**TASK**
Exact reproduction required: print each line of the material below.
——
PR #1651, opened 2015-06-12
Fixes #1637 - fix recommended Mesos versions and

### LINKED ISSUE #1637: Need upgrade instructions for 0.7.x to 0.8.x?
Navigating through the docs, I found https://mesosphere.github.io/marathon/docs/upgrade/06xto070.html but no similar doc for upgrading to 0.8.x. Even if it's extremely simple, it would be great to have a doc that says so.

kolloch:
mention upgrading from 0.7.* to 0.8.* / 0.8.* to 0.9.*


gkleiman:
Thanks!

PR #1658, opened 2015-06-15
Fix all scalastyle reported issues

aquamatthias:
Use latest scalastyle version.
Fix all existing scala style problems.
All indicators will fail the build.


gkleiman:
:+1:  thanks!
——
**COMPLETED TASK**
PR #1651, opened 2015-06-12
Fixes #1637 - fix recommended Mesos versions and

### LINKED ISSUE #1637: Need upgrade instructions for 0.7.x to 0.8.x?
Navigating through the docs, I found https://mesosphere.github.io/marathon/docs/upgrade/06xto070.html but no similar doc for upgrading to 0.8.x. Even if it's extremely simple, it would be great to have a doc that says so.

kolloch:
mention upgrading from 0.7.* to 0.8.* / 0.8.* to 0.9.*


gkleiman:
Thanks!

PR #1658, opened 2015-06-15
Fix all scalastyle reported issues

aquamatthias:
Use latest scalastyle version.
Fix all existing scala style problems.
All indicators will fail the build.


gkleiman:
:+1:  thanks!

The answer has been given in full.